Cybersecurity Snapshots #34 - Hive Ransomware Group

Cybersecurity Snapshots #34 -

Hive Ransomware Group

Hive ransomware was first observed in June 2021 and the Hive ransomware group is believed to be based in Russia. Since then, it has grown into one of the most prevalent ransomware payloads in the Ransomware as a Service (RaaS) ecosystem. According to the Palo Alto Networks Incident Response Report, the group is now one of the top three active ransomware gangs. Analysis by the company's Unit 42 division revealed that Hive was responsible for 8% of observed ransomware attacks between May 2021 and April 2022, despite only emerging in the second half of 2021. Between August 1, 2021, to February 28, 2022, researchers at Trend Micro detected Hive ransomware on 1264 machines. The top 10 countries most targeted by the Hive ransomware gang in 2021 included Argentina (312), Brazil (216), United States (160), Thailand (127), Italy (89), Spain (67), Columbia (56), France (48), Saudi Arabia (41), and El Salvador (36). The top 10 sectors that were targeted by the Hive ransomware gang in 2021 included Energy (186), Healthcare (125), Financial (102), Media (55), Education (38), Materials (31), Manufacturing (30), Telecommunications (13), Technology (11), and Government (8). The Hive ransomware gang continues to infect many organizations with its ransomware.

Some of the Hive ransomware victims include Costa Rica's public health service, the largest European consumer electronics retailer MediaMarkt, one of Europe's largest car dealers, Emil Frey, Indonesian gas giant Perusahaan Gas Negara, US-based healthcare organizations Partnership HealthPlan, Memorial Healthcare System, and Empress EMS (Emergency Medical Services), the New York Racing Association (NYRA), Bell Technical Solutions (BTS) a subsidiary of Bell Canada, and multiple organizations with vulnerable Microsoft Exchange Servers.

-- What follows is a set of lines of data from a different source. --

PR #440, opened 2023-04-25
remove generate_text

ahl:
This is breaking, and may break things, but I'm convinced that we just want to generate code and let the consumers figure out the right way to format it.


truh:
Please update the readme. One of the examples uses `generate_text`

Recently the Hive ransomware gang released a new variant of its ransomware. The main difference between the new Hive variant and the old one is the programming language used. The old variant was written in Go (also referred to as GoLang), while the new Hive variant is written in Rust. Rust has advantages over other programming languages for ransomware. Security researchers at Microsoft noted that Hive benefits from the following advantages by using Rust: it has several mechanisms for concurrency and parallelism, thus enabling fast and safe file encryption, has a good variety of cryptographic libraries, and is relatively more difficult to reverse-engineer. The new Hive variant uses string encryption, which can make it more evasive. The researchers noted that the most interesting change in the Hive variant is its cryptography mechanism. The new variant uses a different set of algorithms: Elliptic Curve Diffie-Hellmann (ECDH) with Curve25519 and XChaCha20-Poly1305 (authenticated encryption with ChaCha20 symmetric cipher). The new Hive variant also uses a unique approach to file encryption. The researchers noted that instead of embedding an encrypted key in each file that it encrypts, it generates two sets of keys in memory, uses them to encrypt files, and then encrypts and writes the sets to the root of the drive it encrypts, both with .key extension. After both keys files are written to the disk, the multi-threaded file encryption starts. The researchers noted that before encrypting each file, the malware checks its name and extension against a list of strings. If there is a match, then the file will not be encrypted.

The Hive ransomware group is expected to continue to be one of the most active ransomware groups this year. This means that organizations need to be aware of Hive ransomware. The security researchers at Microsoft noted some key ways to help organizations not be affected by ransomware. Organizations should require good credential hygiene and should be auditing credential exposure. Organizations should also prioritize deploying active directory updates and conducting cloud hardening. The researchers noted that organizations should also enforce MFA on all accounts, remove users excluded from MFA, and strictly require MFA from all devices, in all locations, at all times. The researchers also suggest that organizations should enable passwordless authentication methods and disable legacy authentication.